Gericht: Den Berliner gibt es vielleicht gar nicht

Es gibt Berliner Eigenheiten, wie einen mehr oder weniger ausgeprägten Dialekt. Oder die Vorliebe fürs traditionelle Bollenfleisch. Mancher wird den Berlinern vielleicht auch einen gewissen Hang zur Ruppigkeit nachsagen. Das alles reicht jedoch nicht, um selbst aus einem waschechten “Berliner” einen Berliner im Sinne des Gesetzes zu machen.
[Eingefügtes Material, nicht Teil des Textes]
PR #6287, opened 2026-06-23
feat: pluggable context-rewrite modules — per-agent engine + host-run request_llm_summary (closes #6264)

### LINKED ISSUE #6264: Proposal: Pluggable Context Rewrite Modules
### Description

Hi.

I would like to propose discussing a pluggable module system for agent context management.

Short version:

> A context module should own the context rewrite strategy.
> It should be able to modify context through deterministic rules.
> It should be able to ask the runtime to run an LLM summary.
> It should be able to combine both approaches.
> Existing hardcoded context passes could gradually become the built-in implementation of this module API.

## Why

Context handling is one of the most important parts of the runtime.

LibreFang already has several hardcoded mechanisms that are effectively context rewrite policies:

- tool result spill / truncation;
- per-turn tool-result budget enforcement;
- context guard compaction for older tool results;
- history fold for stale tool results;
- LLM-based context compression;
- developer-tool loop aggregation;
- reasoning / thinking pruning;
- image and media stripping;
- safe history trimming;
- tool_use / tool_result pairing protection.

These mechanisms are useful, but they are currently spread across the runtime and embedded directly into the agent-loop pipeline.

I think it would be useful to gradually move this into a dedicated context policy / context module layer.

## Motivation

Different agent types likely need different context strategies.

For example:

- a web-search agent needs to clean HTML/search noise, deduplicate sources, and preserve URLs, dates, titles, and source names;
- a coding agent needs to preserve commands, exit codes, test/compiler errors, file paths, recent changes, and unfinished task state;
- a workflow agent may need to pin final outputs and aggressively compress intermediate steps;
- a chat agent may be able to compress old small-talk turns more aggressively.

A universal compression/trimming strategy is unlikely to work equally well for all agent types.

## Proposed Shape

This should not be only an "LLM summarization plugin".

The broader shape is:

> The context module manages the context rewrite strategy.

It should be able to:

- edit incoming user/system messages before they are written into context;
- edit tool results before they are added to history;
- compress or rewrite old tool results without an LLM;
- aggregate sequences of developer-tool calls;
- remove or collapse noisy/repeated output;
- prune reasoning / thinking blocks;
- decide which messages should stay verbatim;
- decide when context should be compacted;
- receive an explicit runtime request to compact now;
- ask the runtime to perform LLM summarization;
- combine deterministic rewrite and LLM summarization.

## Two Compaction Directions

It is important to support both directions.

### 1. Module-driven compaction

The module can inspect context pressure and decide what to do:

- do nothing yet;
- run a cheap deterministic rewrite;
- request an LLM summary;
- run a mixed strategy.

Example:

```text
Context is above 50%.
First collapse stale shell/test outputs.
Then summarize the cleaned middle section.
Keep the last 8 messages verbatim.
```

### 2. Runtime-requested compaction

The runtime should also be able to ask the module to compact context.

Possible reasons:

- context window pressure;
- manual `/compact`;
- cron/session compaction;
- provider overflow recovery;
- before an expensive LLM call;
- background maintenance;
- model switch to a smaller context window.

So the module API should support not only `should_compact`, but also an explicit request:

```text
runtime -> module:
  "Please compact this context now.
   Reason: token_pressure/manual/cron/provider_overflow.
   Budget: X tokens.
   Context window: Y.
   Preserve safety invariants."
```

The module could respond with:

- `NoChange`;
- a deterministic `ContextPatch`;
- a full replacement `Vec<Message>`;
- `RequestLlmSummary`;
- a mixed plan.

## LLM Boundary

I do not think an external module should receive `Arc<dyn LlmDriver>` directly.

A serializable contract seems safer.

The module could return an LLM summary request:

```json
{
  "action": "request_llm_summary",
  "messages": [],
  "prompt": "Summarize for a coding agent. Preserve file paths, commands, errors, and current task state.",
  "max_tokens": 1200
}
```

The runtime remains the owner of:

- the LLM driver;
- credentials;
- provider routing;
- fallback providers;
- budget accounting;
- telemetry;
- rate limits;
- safety checks.

After the LLM call, the runtime could either apply the summary plan itself or return the summary to the module for a final rewrite.

## Possible API Sketch

Conceptually:

```text
ContextSnapshot -> ContextDecision
```

`ContextSnapshot` could contain:

- agent id / session id;
- agent metadata;
- messages;
- tools metadata;
- context window;
- estimated tokens;
- invocation reason;
- current phase.

Possible invocation reasons:

```text
incoming_message
tool_result
pre_llm_call
runtime_requested_compaction
manual_compact
cron_compaction
provider_overflow
after_turn
```

Possible decisions:

```text
NoChange
PatchMessages(Vec<ContextPatch>)
ReplaceMessages(Vec<Message>)
RequestLlmSummary(CompactionPlan)
MixedPlan(Vec<ContextAction>)
```

Possible actions:

```text
truncate_tool_result
spill_tool_result
fold_tool_results
aggregate_tool_loop
prune_reasoning
strip_media
summarize_messages
preserve_recent
pin_message
drop_message
```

Jedenfalls kann sich jemand nicht nur deshalb auf Diskriminierung berufen, weil er als Berliner durchgeht. Dies musste jetzt ein Berliner Lehrer erfahren. Der Mann fühlte sich zurückgesetzt, weil er gern verbeamtet worden wäre. Dies verweigerte ihm die Schulbehörde jedoch, weil in Berlin Lehrer nur als Angestellte übernommen werden.

Der Lehrer witterte dennoch seine Chance, als Berlin eine groß angelegte Werbeaktion für Lehrer aus anderen Ländern ankurbelte. Wer als bereits beamteter Lehrer nach Berlin wechselte, konnte auch dort als Beamter weiter arbeiten ...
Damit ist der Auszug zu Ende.